PR #20, opened 2020-07-01
Added GEDI Cal/Val Data document and updated the index

spa0002:
-  Added an ipython notebook example that explains the fields within the cal/val data including variable name, description and units.

   -  Within index.rst, added the GEDI Cal/Val data documentation notebook to the contents tree

### DIFF
--- a/docs/source/query/gedi_calval_data_doc.ipynb
+++ b/docs/source/query/gedi_calval_data_doc.ipynb
@@ -18,6 +18,8 @@
    "cell_type": "markdown",
    "metadata": {},
    "source": [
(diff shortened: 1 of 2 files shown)


docs/source/query/gedi_calval_data_doc.ipynb
```diff
@@ -0,0 +1,129 @@
+{
+ "cells": [
+  {
+   "cell_type": "markdown",
+   "metadata": {},
+   "source": [
+    "## Fields Within the Gedi Cal/Val Data"
```
spa0002, line 7: add an introductory paragraph above the table

PR #34, opened 2020-10-29
[WIP] Feat/wcs edav

wildintellect:
Example retrieving data from EDAV WCS service. Not sure if it's ready for the live site, maybe we need a staging branch.
cc: @abarciauskas-bgse


abarciauskas-bgse:
Did we mean to merge this already? It's great but wasn't sure it was quite ready for the docs website.

@wildintellect what do you think?

wildintellect:
@spa0002 and I discussed that it should be ok to have it in the Develop branch of the site, which is not the official definitive document (that's latest which comes from master branch). But it's an Architecture question for the group, where to put the in progress documentation.

PR #35, opened 2020-10-30
Updated query_data_python.ipynb to include example for `where` query

spa0002:
- query_data_python.ipynb has been updated to include example query with multiple parameters using `where`.

### DIFF
--- a/docs/source/query/query_data_python.ipynb
+++ b/docs/source/query/query_data_python.ipynb
@@ -183,30 +183,30 @@
       "{\n",
       "  \"project\": \"gabon_mondah\",\n",
       "  \"plot\": \"NASA11\",\n",
-      "  \"subplot\": \"1\",\n",
+      "  \"subplot\": \"8\",\n",
       "  \"survey\": \"AfriSAR_ESA_2016\",\n",
       "  \"tree.date\": \"2016-02-10\",\n",
-      "  \"family\": \"Burseraceae\",\n",
-      "  \"species\": \"Aucoumea klaineana\",\n",
+      "  \"family\": \"Euphorbiaceae\",\n",
+      "  \"species\": \"Maprounea membranacea\",\n",
       "  \"pft\": null,\n",
-      "  \"wsg\": 0.377851851851852,\n",
-      "  \"wsg.sd\": 0.0708232617216773,\n",
-      "  \"tree\": \"5503\",\n",
+      "  \"wsg\": 0.588,\n",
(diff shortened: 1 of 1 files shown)


abarciauskas-bgse:
@spa0002 this is awesome! I love the explanation and the examples. I would suggest we tweak the structure if you agree. I think we should restructure the documentation that's already a part of what is in this PR and at the top of the notebook to "introduce" the `executeQuery` function and detail it's parameters. Some useful information about poll_results and timeout is buried in the example you added. Below I detail what I'm imagning which merges with the existing content of `Query Searching for a Project Name` with your content:

## How to use `maap.executeQuery()`

We use the `executeQuery()` function to return a response object, containing the server's response to our HTTP request. This object can be used to view the response headers, access the raw data of the response, or parse the response as a JavaScript Object Notation (JSON). JSON is a data-interchange format, designed to be easy for humans to read and write.

### `executeQuery` parameters

* `src` - dictionary-like object specifying the dataset to query. At the moment the only valid option is:

```
{ 
  "Collection": { 
      "ShortName": "GEDI Cal/Val Field Data_1", 
      "VersionId": "1" 
  } 
}
```
* `query` dictionary-like object specifying parameters for query. Dictionary can include `bbox`, `where` and `fields`:
    * `bbox` - list of floats identifying a bounding box of geographic coordinates
    * `where` - dictionary of fields and corresponding values. Used to query the data set for rows with matching values for the corresponding fields.
    * `fields` - a list of fields to return, a subset of all fields available for the corresponding dataset.
* `poll_results`:  Parameter which must be `True` to use the timeout parameter
* `timeout`: Waiting period for a response. Indicates the maximum number of seconds to wait for a response. Note that `timeout` has a default value of '180' and requires that the `poll_results` parameter be `True`. Depending on the request, it may be necessary to modify the timeout to make sure the server has enough time to process the request.

### Query Searching for a Project Name
In this example, we assign our `collection` dictionary to `src`, a dictionary-like object specifying the dataset to query. We also assign the `bbox` and `fields` parameters for `query`, ...


Let me know if the above makes sense or I can add a commit to show what I am thinking.

abarciauskas-bgse:
FYI I'm working on some changes here https://github.com/MAAP-Project/maap-documentation/tree/abarciauskas-bgse_v1d2-demo for both this notebook and the ATL08 notebook. I can make a PR to this branch if it helps @spa0002

spa0002:
Hi Aimee,

Thanks for the suggestion, I think that makes sense.

Regards,
Sam

PR #38, opened 2020-11-09
Updated query notebooks

abarciauskas-bgse:
I renamed and updated the ATL08 notebook to include examples of how to use the features service and adds documentation about using the right MAAP base stack for running pdal.

I also restructured the GEDI cal/val page, building off the existing examples.


wildintellect:
TODO: Add text explaining how the feature service filters points based on zoom to reduce returns for visualization.

abarciauskas-bgse:
Closing this as stale

PR #42, opened 2021-01-12
Changed directory of Git Clone button image in git_clone_repo.ipynb

spa0002:
- Changed directory of Git Clone button image in git_clone_repo.ipynb


wildintellect:
I ran into a bug. If I try to clone into my user folder this fails. If I clone into the root of the workspace it succeeds. I think this might be due to the user folder being backed by AWS as opposed to local to the workspace.
Screenshot from 2021-01-27 15-37-18

I think this get's at a bigger issue, where we need a guide on file management that clearly diagrams what is local to the workspace vs what is cloud based and the limitations of each.

For this PR though, I think it would be greatly improved to have a few more screen shots, walking through cloning, the git tab, an opening this file (full circle). Perhaps we can find an external reference to link that provides more info on the git extension to Jupyter that is in use for further reading.

wildintellect (changes requested):
See comments in PR.

wildintellect (approved):
I think we should make a note that cloning into /Projects is the recommended location. We should test if it works elsewhere. /Project/maap-users/ fails but that's a permissions bug.

PR #43, opened 2021-01-25
Updated edav_wcs_data.ipynb

spa0002:
edav_wcs_data.ipynb has updated comments and elaboration of the code contained in cell blocks


wildintellect (approved):
Change look good. Longer term question is if we need to add more content about WCS, particularly around how to find EDAV data. We can also consider moving some of the later visualization information to a separate guide. Non of these block this PR.

wildintellect:
Just flagging, while testing, there is a [bug](https://github.com/geopython/OWSLib/issues/737) in the recent release of owslib.
Temporarily while it's being fixed, force the version `%pip install -q owslib==0.21.0`

PR #68, opened 2021-06-16
Visualize SRTM COGs from cmr-stac using MosaicJSON

slesaad:


wildintellect (approved):
Thanks for modifying the mosaic build to speed it up. I made a few modifications to the STAC query using a bbox so we get a continuous area, and some minor modifications to the zooms and simplification of the tile endpoint usage.

PR #74, opened 2021-06-30
Test gitlab trigger

abarciauskas-bgse:
Borrowed (heavily) from how https://github.com/MAAP-Project/maap-jupyter-ide is configured to trigger gitlab pipelines.

This now triggers a pipeline in gitlab and the gitlab project is also updated to run tests on whatever branch is passed as `GITHUB_REF`.

WARNING: This passes github CI just if the request to run the pipeline in gitlab succeeds. If the pipeline itself fails, that gitlab pipeline failure will not show up as an ❌ here. For now I think that's ok but might be worth looking into later.

### DIFF
--- a/.github/workflows/trigger-gitlab.yml
+++ b/.github/workflows/trigger-gitlab.yml
@@ -7,12 +7,14 @@ name: Trigger GitLab CI
 on:
   push:
     branches:
+      - master
+      - develop
       - ab/trigger-gitlab-tests
 
 # A workflow run is made up of one or more jobs that can run sequentially or in parallel
 jobs:
   # This workflow contains a single job called "build"
-  build:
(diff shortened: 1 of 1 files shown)


wildintellect (approved):

wildintellect:
Agreed would be great to get the pass/fail results back on this.
Shouldn't the trigger be on PR, rather than once it's merged?

wildintellect:
so `[pull_request]` and then the REF should be the PR url?

abarciauskas-bgse:
@wildintellect I think I agree but I'm not sure I know how to implement, could you create a commit to show what you mean?

wildintellect:
Opened PR with what I'm thinking #76

PR #77, opened 2021-07-02
Made updates to notebooks where images were not showing correctly

spa0002:
- Updated markdown blocks in various ipython notebooks where images were not appearing correctly.


docs/source/search/searching_edsc_gui.ipynb
```diff
@@ -13,7 +13,7 @@
    "source": [
     "The Earthdata Search Client (EDSC) allows users to search, preview, download, and access EOSDIS Earth observation data. The MAAP has its own separate instance of NASA's EDSC which is located at [search.maap-project.org](http://search.maap-project.org). This MAAP ESDC provides a graphical user interface (GUI) for the MAAP's Common Metadata Repository (CMR) in order to make the process of discovering data easy for MAAP users. \n",
     "\n",
-    "![Earthdata Search Client GUI](../_static/edsc_gui.png)\n",
+    "![Earthdata Search Client GUI](../_static/edsc_gui.PNG)\n",
```
wildintellect, line 16: nit: `git mv` to make the file name lowercase instead, so all the ext are consistent case.

wildintellect (approved):
Makes sense to me, alt text should be screen reader compatible so no underscores is right. Only minor suggestion was to rename the PNG to png so the case is consistent in file names.

wildintellect (approved):

PR #87, opened 2021-07-13
add ogcapi features test notebook

philvarner:
Notebook for validating the integration of the ogcapi features proxy https://github.com/MAAP-Project/maap-api-nasa/pull/21


wildintellect (approved):

wildintellect:
As I mentioned in https://github.com/MAAP-Project/maap-api-nasa/pull/21#issuecomment-879429731 I think `ogc-features` or `features` is a better endpoint name.

philvarner:
> As I mentioned in [MAAP-Project/maap-api-nasa#21 (comment)](https://github.com/MAAP-Project/maap-api-nasa/pull/21#issuecomment-879429731) I think `ogc-features` or `features` is a better endpoint name.

Fixed that and updated the notebook

abarciauskas-bgse:
@wildintellect did you run this notebook in the ADE? I think we would agree that all notebooks should be executed in the ADE before merge. I think if you have run it I'm ok with merging it without running it myself. On the fence about if the notebook runs via gitlab workflow this "counts" as having run it in the ADE. Right now we need to merge #91 before this notebook can run there as a PR to develop.

wildintellect:
@abarciauskas-bgse I did not run it, won't it fail since the api endpoint isn't deployed yet?
I thought part of the CI testing was so that we have reason to think it's works in the ADE.

abarciauskas-bgse:
>I did not run it, won't it fail since the api endpoint isn't deployed yet?
right, of course! I wasn't thinking about how this is meant to be the "failing" test to drive development 🙃 

In taking a closer look, since this PR uses a locally running instance of the API for testing, I think we should hold off on until https://github.com/MAAP-Project/maap-api-nasa/pull/21 is merged and deployed. So this notebook PR I think should be a draft and we should update `api_url_root` from http://localhost:5000 to be https://api.maap-project.org. @philvarner what do you think? I agree being able to test against a locally hosted version is helpful so if you want to add a local testing option that works for me too.

PR #92, opened 2021-07-21
PR for MosaicJSON notebooks made for v2d1

spa0002:
- Adding srtm-stac-mosaic.ipynb and ade_mosaic.ipynb
- updated visualizing.rst to account for srtm-stac-mosaic and ade_mosaic notebooks
- updated querying.rst to account for ept_stores.ipynb name change


wildintellect (changes requested):
@spa0002 why are there Landsat data files in the docs directly? Those should not be in git.
PS: The example files to correct the ADE mosaic example are being copied over, will update when they are available for inclusion in this doc.

abarciauskas-bgse:
@wildintellect that was actually my suggestion to reduce confusion and issues with file paths. Open to other suggestions but chatting with Sam it sounded like there were issues (or at least I had issues) access the files which were located on the `/alexdevseed` path

wildintellect:
The issue is that files were not in GCC, they only existed in Pilot Ops - which have now been copied over. Putting them in the repo assumes users will clone the repo, which is preferred but not always the case (many will copy/paste). Also it adds 300 MB to the clone, and more if we ever change the files (as is we'd want to expunge the binary large files with BFG if we do drop them).

Alternatives:
* We could ask for a more permanent platform folder for demo data, that would always exist for MAAP users?
* We can create a much smaller dataset for embedding in the docs.

abarciauskas-bgse:
I think the approach we take, as you indicate, ideally will work regardless of if the user clones the documentation repo and also uses a small amount of storage to reduce network transfer just to run an example notebook. In this case I think it would make the most sense to copy small example tifs from a publicly available S3 storage location.

wildintellect (approved):
Let's open a ticket(s) for later:
1. Create smaller sample data and store publicly
2. Cleanup of repo history to remove the large Binaries with [BFG](https://rtyley.github.io/bfg-repo-cleaner/)

PR #115, opened 2022-04-04
Update GEDI L3 collection identifier

abarciauskas-bgse:
The code to access GEDI L3 data fails as-is because the concept id is no longer active (from what I can tell)

I executed the updated code in ade.ops and it works as expected
Screen Shot 2022-04-04 at 4 14 57 PM

 except that I think it's downloading the data from ORNL DAAC and not earthdata cloud S3 location

Screen Shot 2022-04-04 at 4 18 14 PM

so this code should be updated so _location will be the S3 URL if it exists in the metadata

https://github.com/MAAP-Project/maap-py/blob/87efa1ea31098bc9cc43bbf04d3ddf2388caf7d2/maap/Result.py#L22

but will open a maap-py ticket for that

### DIFF
--- a/docs/source/access/accessing_external_data.ipynb
+++ b/docs/source/access/accessing_external_data.ipynb
@@ -109,8 +109,7 @@
     "# search for granule data using CMR host name, collection concept ID, and Granule UR arguments\n",
     "results = maap.searchGranule(\n",
     "    cmr_host='cmr.earthdata.nasa.gov',\n",
-    "    collection_concept_id='C2067521974-ORNL_CLOUD',\n",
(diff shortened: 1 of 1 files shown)


spa0002:
I got an error on code block 4 when I tried running the notebook:
image

It works if I change 
`download_2 = results[0].getData()` 
to
`download_2 = results[0][0].getData()`

spa0002 (commented):
[](https://user-images.githubusercontent.com/55285758/162064547-be475899-3436-4581-b965-c0e7ec687ca6.png)I got an error on code block 4 when I tried running the notebook:
image

It works if I change
download_2 = results[0].getData()
to
download_2 = results[0][0].getData()

abarciauskas-bgse:
I'm going to close this as stale.

PR #118, opened 2022-05-20
Update granules.ipynb

spa0002:
Update Searching for Granules in MAAP notebook for docs.maap-project.org/


wildintellect (changes requested):
update the MAAP api url `maap = MAAP(maap_host='api.ops.maap-project.org')`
---+---
EXERCISE DESCRIPTION -> Using the records above, list each line that includes "account".

TASK RESPONSE ->
- updated visualizing.rst to account for srtm-stac-mosaic and ade_mosaic notebooks
- updated querying.rst to account for ept_stores.ipynb name change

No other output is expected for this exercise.